# [Required work]
The response must reproduce every record below without alteration.

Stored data
:::::

PR #962, opened 2026-09-06
fix(errors): classify the per-tier refusal that ends in prose

### LINKED ISSUE #909: Two live quota refusals still fall through to api_error with no failover

justprosh:
`REACHED_YOUR_TIER_LIMIT` (1.67.0, the reimplementation of #920 that closed #909) accepts the banner only when the line ends at `limit.`, or continues with `/usage-credits` or `/model to switch models`. A Claude Max pool receives a fourth shape, and it is the only one that arrives there:

```
Claude Code returned an error result: You've reached your Fable limit. Switch to another model to continue.
```

The prefix is already anticipated; the suffix is prose rather than a slash command, so the refusal falls through to `500 api_error` and `ACCOUNT_FAILOVER_ERROR_TYPES` never sees it.

Observed live on 1.66.0 through a gateway fronting a pool of Claude Max profiles: five consecutive Fable turns, five identical refusals from the same profile, no failover — while three other profiles in the same pool still had Fable window left (29%, 79%, and one untouched). Re-checked against the pattern as released in 1.68.0 by lifting the regex out of the published bundle and running the real string through it:

```
false | Claude Code returned an error result: You've reached your Fable limit. Switch to another model to continue.
true  | You've reached your Fable 5 limit.
true  | You've reached your Fable 5 limit. /model to switch models.
```

The suffix is enumerated like the existing ones rather than admitted as a wildcard tail, because the negative cases turn on exactly that distinction: a documentation sentence continuing past the banner must not exhaust a healthy profile pool-wide. A new negative case pins that boundary next to the positives — `"...limit. Switch to another model to continue, the docs say, but the account is healthy"` still classifies as `api_error`.

The line anchor, the tier enumeration and the `/m` bound are untouched.

Verified: `bun test src/__tests__/errors.test.ts` — 194 pass, 0 fail; `tsc --noEmit` clean. The same patch was also built into a bundle and the released artifact re-checked, so the behaviour is confirmed on the compiled output, not only the source.

### DIFF
--- a/src/__tests__/errors.test.ts
+++ b/src/__tests__/errors.test.ts
@@ -910,6 +910,13 @@ describe("classifyError: session/usage limit phrasings (live-observed)", () => {
     ["SDK wrapper newline", "Claude Code returned an error result:\nYou've reached your Fable 5 limit."],
     ["trailing newline", "You've reached your Fable 5 limit.\n"],
     ["CRLF line ending", "You've reached your Fable 5 limit.\r\n"],
+    // The prose suffix, not a slash command. Observed live on 1.66.0 through a
+    // gateway fronting a Claude Max pool: every Fable turn came back in this
+    // exact shape, classified api_error, and failed nothing over while three
+    // other profiles in the pool had Fable window left.
+    ["prose switch suffix", "Claude Code returned an error result: You've reached your Fable limit. Switch to another model to continue."],
+    ["prose switch suffix, bare banner", "You've reached your Fable 5 limit. Switch to another model to continue."],
+    ["prose switch suffix without the trailing clause", "You've reached your Opus limit. Switch to another model."],
   ])("maps the credits-era per-tier %s to rate_limit_error", (_label, msg) => {
     const r = classifyError(msg)
     expect(r.type).toBe("rate_limit_error")
@@ -931,6 +938,9 @@ describe("classifyError: session/usage limit phrasings (live-observed)", () => {
     ["joined run command", "You've reached your Fable 5 limitRun /usage-credits"],
     ["joined usage command", "You've reached your Fable 5 limit/usage-credits"],
     ["unspaced punctuated command", "You've reached your Fable 5 limit.Run /usage-credits"],
+    // The prose suffix is enumerated, not a licence for any tail: a sentence
+    // that merely starts like it must still fall through.
+    ["prose switch suffix continuing into documentation", "You've reached your Fable 5 limit. Switch to another model to continue, the docs say, but the account is healthy"],
   ])("does not classify credits-era per-tier %s as a rate limit", (_label, msg) => {
     expect(classifyError(msg).type).toBe("api_error")
   })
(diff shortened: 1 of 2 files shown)


rynfar:
Incorporated in #974 and now on main as `94e88cf0`, with your commit
cherry-picked so your Author and AuthorDate are preserved, and a

Your diagnosis and your judgement call both held up. I re-derived the claim
against main before touching it: the prose-suffix string returns `false` from
the released pattern while the two known shapes return `true`. And enumerating
the suffix rather than allowing a wildcard tail was the right instinct — I
threw six negatives at it, including three you hadn't written, and the boundary
holds.

One thing worth telling you, because it affects the case you actually observed.
A new live gate (`scripts/e2e-tier-refusal-failover.mjs`, E2E.md E44) drives
the real failover path with a genuine Claude Max profile as the fallback. On
your commit alone it **fails**: the refused attempt is still recorded 500 and
nothing fails over.

The reason is the deployment you reported it from. A gateway or API-key profile
never delivers the banner bare — the SDK splices the upstream status in front:

```
Claude Code returned an error result: API Error: 400 You've reached your Fable limit. Switch to another model to continue.
```

That numeric status sits between the accepted wrappers and the banner and
defeated the line anchor for *every* suffix, including the two that already
worked. So the classifier returned `rate_limit_error` for the bare string while
a live request still 500'd — which is exactly the gap unit tests cannot show.
A separate maintainer commit allows exactly three digits immediately before the
banner; a 4-digit lookalike, a `Retried 3 times:` preamble, and a status ahead
of a non-quota qualifier all still fall through.

With both commits, the gate passes streaming and non-streaming: the refusing
profile records 429 and a real Claude Max profile answers.

Thanks for the report — the live 1.66.0 capture and the bundle re-check are what
made it actionable without guesswork.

:::::

# [Output of the task]
PR #962, opened 2026-09-06
fix(errors): classify the per-tier refusal that ends in prose

### LINKED ISSUE #909: Two live quota refusals still fall through to api_error with no failover

justprosh:
`REACHED_YOUR_TIER_LIMIT` (1.67.0, the reimplementation of #920 that closed #909) accepts the banner only when the line ends at `limit.`, or continues with `/usage-credits` or `/model to switch models`. A Claude Max pool receives a fourth shape, and it is the only one that arrives there:

```
Claude Code returned an error result: You've reached your Fable limit. Switch to another model to continue.
```

The prefix is already anticipated; the suffix is prose rather than a slash command, so the refusal falls through to `500 api_error` and `ACCOUNT_FAILOVER_ERROR_TYPES` never sees it.

Observed live on 1.66.0 through a gateway fronting a pool of Claude Max profiles: five consecutive Fable turns, five identical refusals from the same profile, no failover — while three other profiles in the same pool still had Fable window left (29%, 79%, and one untouched). Re-checked against the pattern as released in 1.68.0 by lifting the regex out of the published bundle and running the real string through it:

```
false | Claude Code returned an error result: You've reached your Fable limit. Switch to another model to continue.
true  | You've reached your Fable 5 limit.
true  | You've reached your Fable 5 limit. /model to switch models.
```

The suffix is enumerated like the existing ones rather than admitted as a wildcard tail, because the negative cases turn on exactly that distinction: a documentation sentence continuing past the banner must not exhaust a healthy profile pool-wide. A new negative case pins that boundary next to the positives — `"...limit. Switch to another model to continue, the docs say, but the account is healthy"` still classifies as `api_error`.

The line anchor, the tier enumeration and the `/m` bound are untouched.

Verified: `bun test src/__tests__/errors.test.ts` — 194 pass, 0 fail; `tsc --noEmit` clean. The same patch was also built into a bundle and the released artifact re-checked, so the behaviour is confirmed on the compiled output, not only the source.

### DIFF
--- a/src/__tests__/errors.test.ts
+++ b/src/__tests__/errors.test.ts
@@ -910,6 +910,13 @@ describe("classifyError: session/usage limit phrasings (live-observed)", () => {
     ["SDK wrapper newline", "Claude Code returned an error result:\nYou've reached your Fable 5 limit."],
     ["trailing newline", "You've reached your Fable 5 limit.\n"],
     ["CRLF line ending", "You've reached your Fable 5 limit.\r\n"],
+    // The prose suffix, not a slash command. Observed live on 1.66.0 through a
+    // gateway fronting a Claude Max pool: every Fable turn came back in this
+    // exact shape, classified api_error, and failed nothing over while three
+    // other profiles in the pool had Fable window left.
+    ["prose switch suffix", "Claude Code returned an error result: You've reached your Fable limit. Switch to another model to continue."],
+    ["prose switch suffix, bare banner", "You've reached your Fable 5 limit. Switch to another model to continue."],
+    ["prose switch suffix without the trailing clause", "You've reached your Opus limit. Switch to another model."],
   ])("maps the credits-era per-tier %s to rate_limit_error", (_label, msg) => {
     const r = classifyError(msg)
     expect(r.type).toBe("rate_limit_error")
@@ -931,6 +938,9 @@ describe("classifyError: session/usage limit phrasings (live-observed)", () => {
     ["joined run command", "You've reached your Fable 5 limitRun /usage-credits"],
     ["joined usage command", "You've reached your Fable 5 limit/usage-credits"],
     ["unspaced punctuated command", "You've reached your Fable 5 limit.Run /usage-credits"],
+    // The prose suffix is enumerated, not a licence for any tail: a sentence
+    // that merely starts like it must still fall through.
+    ["prose switch suffix continuing into documentation", "You've reached your Fable 5 limit. Switch to another model to continue, the docs say, but the account is healthy"],
   ])("does not classify credits-era per-tier %s as a rate limit", (_label, msg) => {
     expect(classifyError(msg).type).toBe("api_error")
   })
(diff shortened: 1 of 2 files shown)


rynfar:
Incorporated in #974 and now on main as `94e88cf0`, with your commit
cherry-picked so your Author and AuthorDate are preserved, and a

Your diagnosis and your judgement call both held up. I re-derived the claim
against main before touching it: the prose-suffix string returns `false` from
the released pattern while the two known shapes return `true`. And enumerating
the suffix rather than allowing a wildcard tail was the right instinct — I
threw six negatives at it, including three you hadn't written, and the boundary
holds.

One thing worth telling you, because it affects the case you actually observed.
A new live gate (`scripts/e2e-tier-refusal-failover.mjs`, E2E.md E44) drives
the real failover path with a genuine Claude Max profile as the fallback. On
your commit alone it **fails**: the refused attempt is still recorded 500 and
nothing fails over.

The reason is the deployment you reported it from. A gateway or API-key profile
never delivers the banner bare — the SDK splices the upstream status in front:

```
Claude Code returned an error result: API Error: 400 You've reached your Fable limit. Switch to another model to continue.
```

That numeric status sits between the accepted wrappers and the banner and
defeated the line anchor for *every* suffix, including the two that already
worked. So the classifier returned `rate_limit_error` for the bare string while
a live request still 500'd — which is exactly the gap unit tests cannot show.
A separate maintainer commit allows exactly three digits immediately before the
banner; a 4-digit lookalike, a `Retried 3 times:` preamble, and a status ahead
of a non-quota qualifier all still fall through.

With both commits, the gate passes streaming and non-streaming: the refusing
profile records 429 and a real Claude Max profile answers.

Thanks for the report — the live 1.66.0 capture and the bundle re-check are what
made it actionable without guesswork.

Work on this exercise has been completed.